I was shocked at the remark. But having turned towards her I saw her again, and again I fell under her spell.

She called me back.

“Monsieur Pigeonneau,” she said, “you are such a dear man! Write me a little story and I will love you ever and ever and ever so much!”

“I don’t know how,” I replied.

She shrugged her shoulders and exclaimed:

“What is the use of science if it can’t help you to write a story! You must write me a story, Monsieur Pigeonnneau.”

Thinking it useless to repeat my absolute refusal I took my leave without replying.

At the door I passed the man with the Assyrian beard, Dr. Daoud, whose glance had so strangely affected me under the cupola of the Institute.

He struck me as being of the commonest class, and I found it very disagreeable to meet him again.

The Countess N———‘s ball took place about fifteen days after my visit. I was not surprised to read in the newspaper that the beautiful Miss Morgan had created a sensation in the costume of Neferu-Ra.

During the rest of the year 1886 I did not hear her mentioned again.
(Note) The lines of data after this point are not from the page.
Issue #160, opened 2023-05-23
Scrub defaults on new enlighten.ini


mzieg:
A 4.0.11 user seemed be defaulting to no file formats selected — CSV should probably default on. Also, two users voted for "rename files" to be defaulted on.

Also, export behaves weird if no file formats are selected.  I can see a use-case for what the save button "seems to do" when no formats are selected — it just adds the thumbnail to the Save Bar for visualization, which makes sense.  However, if you THEN check "CSV", and THEN do an export, I feel like it should still export the "format-less" measurements.  It doesn't, though -- it exports their metadata, but not the spectra.

PR #166, opened 2023-06-05
Fixes to "Save"

mzieg:
Changes:

- Configuration defaults work again (apparently broke at some point, including no longer defaulting SaveOptions.format_csv to True on new enlighten.ini)
- Warn user if "saving" spectra but no formats selected

### DIFF
--- a/enlighten/file_io/Configuration.py
+++ b/enlighten/file_io/Configuration.py
@@ -86,7 +86,7 @@ class Configuration(object):
 
         self.load_defaults()
         self.stub_missing()
-        self.stub_test()
+        self.stub_test() # MZ: I don't think this belongs in Configuration
 
         try:
             self.reload()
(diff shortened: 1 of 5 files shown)


enlighten/file_io/Configuration.py
```diff
@@ -341,11 +341,15 @@ def has_section(self, section):
             return section in self.defaults
 
     def has_option(self, section, option):
+        # any option which is defaulted will always indicate "has_option -> true";
+        # .ini file may override value, but can't change that there IS a value
+        if section in self.defaults and option in self.defaults[section]:
+            return True
```
mzieg, line 347: This was preventing "CSV" from being checked by default on new installations (no enlighten.ini file)

enlighten/measurement/Measurement.py
```diff
@@ -684,20 +684,30 @@ def rename_files(self):
...
             self.save_json_file()
+            saved = True
 
         if self.save_options.save_spc():
             self.save_spc_file()
+            saved = True
+
+        if not saved:
+            if self.measurements:
+                self.measurements.marquee.error("No save formats selected -- spectrum not saved to disk")
```
mzieg, line 710: This was leading users to believe they were saving data when they weren't

samiebee43: if, elif, else

mzieg:
this fixed #160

But on the first day of the New Year, as I was writing in my study, a manservant brought me a letter and a basket.

“From Miss Morgan,” he explained, and went away. I heard a mewing in the basket which had been placed on my writing table, and when I opened it out sprang a little grey cat.

It was not an Angora. It was a cat of some Oriental breed, much more slender than ours, and with a striking resemblance, so far as I could judge, to those of his race found in great numbers in the subterranean tombs of Thebes, their mummies swathed in coarse mummy-wrappings. He shook himself, gazed about, arched his back, yawned, and then rubbed himself, purring, against the goddess Pasht, who stood on my table in all her purity of form and her delicate, pointed face. Though his colour was dark and his fur short, he was graceful, and he seemed intelligent and quite tame. I could not imagine the reason for such a curious present, nor did Miss Morgan’s letter greatly enlighten me. It was as follows:

“Dear Sir,

“I am sending you a little cat which Dr. Daoud brought back from Egypt, and of which I am very fond. Treat him well for my sake, Baudelaire, the greatest French poet after Stéphane Mallarmé, has said:

“The ardent lover and the unbending sage,Alike companion in their ripe old age,With the sleek arrogant cat, the household’s pride,Slothful and chilly by the warm fireside.‘{*}* “Les amoureux fervents et les savants austèresAiment également, dans leur mûre saison,Les chats puissants et doux, orgueil de la maison,Qui comme eux sont frileux et comme eux sédentaires.”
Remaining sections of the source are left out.